Dans une structure, l'interstice n'est pas un vide inutile. C'est l'espace nécessaire entre deux blocs de pierre pour que le mortier prenne. Sans cet écart, l'édifice est rigide, cassant, invivable.
Le laboratoire fonctionne sur cette mécanique. 90 minutes de rupture volontaire. On ne vient pas pour occuper l'espace, mais pour habiter l'écart.
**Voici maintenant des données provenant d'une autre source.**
PR #24603, opened 2020-07-16
refactor: clean up Session with CleanedUpAtExit

nornagon:
#### Description of Change
Use the CleanedUpAtExit gin helper to clean up sessions at exit.

Also, CleanedUpAtExit now deletes things in the reverse order of their creation.

#### Release Notes

Notes: none

### DIFF
--- a/shell/browser/javascript_environment.cc
+++ b/shell/browser/javascript_environment.cc
@@ -46,7 +46,6 @@ JavascriptEnvironment::~JavascriptEnvironment() {
   {
     v8::Locker locker(isolate_);
     v8::HandleScope scope(isolate_);
-    gin_helper::CleanedUpAtExit::DoCleanup();
     context_.Get(isolate_)->Exit();
   }
   isolate_->Exit();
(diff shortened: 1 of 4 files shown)


shell/browser/javascript_environment.cc
```diff
@@ -100,6 +99,11 @@ void JavascriptEnvironment::OnMessageLoopDestroying() {
   base::MessageLoopCurrent::Get()->RemoveTaskObserver(microtasks_runner_.get());
   platform_->DrainTasks(isolate_);
   platform_->UnregisterIsolate(isolate_);
+  {
+    v8::Locker locker(isolate_);
+    v8::HandleScope scope(isolate_);
+    gin_helper::CleanedUpAtExit::DoCleanup();
```
deepak1556, line 105: Should this block be moved up to the top of this function, so that it gets the benefit of microtask runner and the v8::platform draining the event loop ?

Considering this block was handled in the destructor before and nothing seemed to break, it should be fine as it is,

PR #24604, opened 2020-07-16
refactor: use gin::Arguments in WebContents

nornagon:
#### Description of Change
In preparation for converting WebContents to gin.

Notes: none


shell/browser/api/electron_api_web_contents.cc
```diff
@@ -2341,11 +2346,16 @@ void WebContents::SendInputEvent(v8::Isolate* isolate,
...
 
-void WebContents::BeginFrameSubscription(gin_helper::Arguments* args) {
+void WebContents::BeginFrameSubscription(gin::Arguments* args) {
   bool only_dirty = false;
   FrameSubscriber::FrameCaptureCallback callback;
 
-  args->GetNext(&only_dirty);
+  if (args->Length() > 1) {
+    if (!args->GetNext(&only_dirty)) {
+      args->ThrowError();
```
deepak1556, line 2355: Descriptive error message ?

nornagon: I think this will show "conversion failure at index 0" or something, which is consistent with other APIs (if not exactly the most useful)

PR #25561, opened 2020-09-21
build: update nan dep for tests

MarshallOfSound:
Gonna add this to `roller` so we don't fall behind, no major changes incoming, just some deprecation warnings fixed.

Notes: no-notes


codebytere (approved):

zcbenz (changes requested):
The `linux-x64-testing-nan` tests keep failing and it does not seem to be flaky.

MarshallOfSound:
This will have to land as part of an upcoming chromium roll so closing this out while we deal with that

C'est un exercice de maçonnerie intellectuelle brute : on dépose les statuts à la porte pour ne garder que l'outil : la parole.
Pas de hiérarchie, pas de public, pas de témoin. La règle du jeu est le liant : une écoute totale pour comprendre l'autre, une discipline de fer pour protéger le groupe, et la discrétion absolue pour libérer le propos. Ici, l'idée est une brique que l'on pose ensemble. On ne cherche pas à avoir raison, on cherche à construire une pensée qui n'existait pas avant d'entrer.
Réconcilier le rêve et l'action.
L’idéalisme naïf (l'utopie sans action) Le pragmatisme cynique (l'action sans idéal)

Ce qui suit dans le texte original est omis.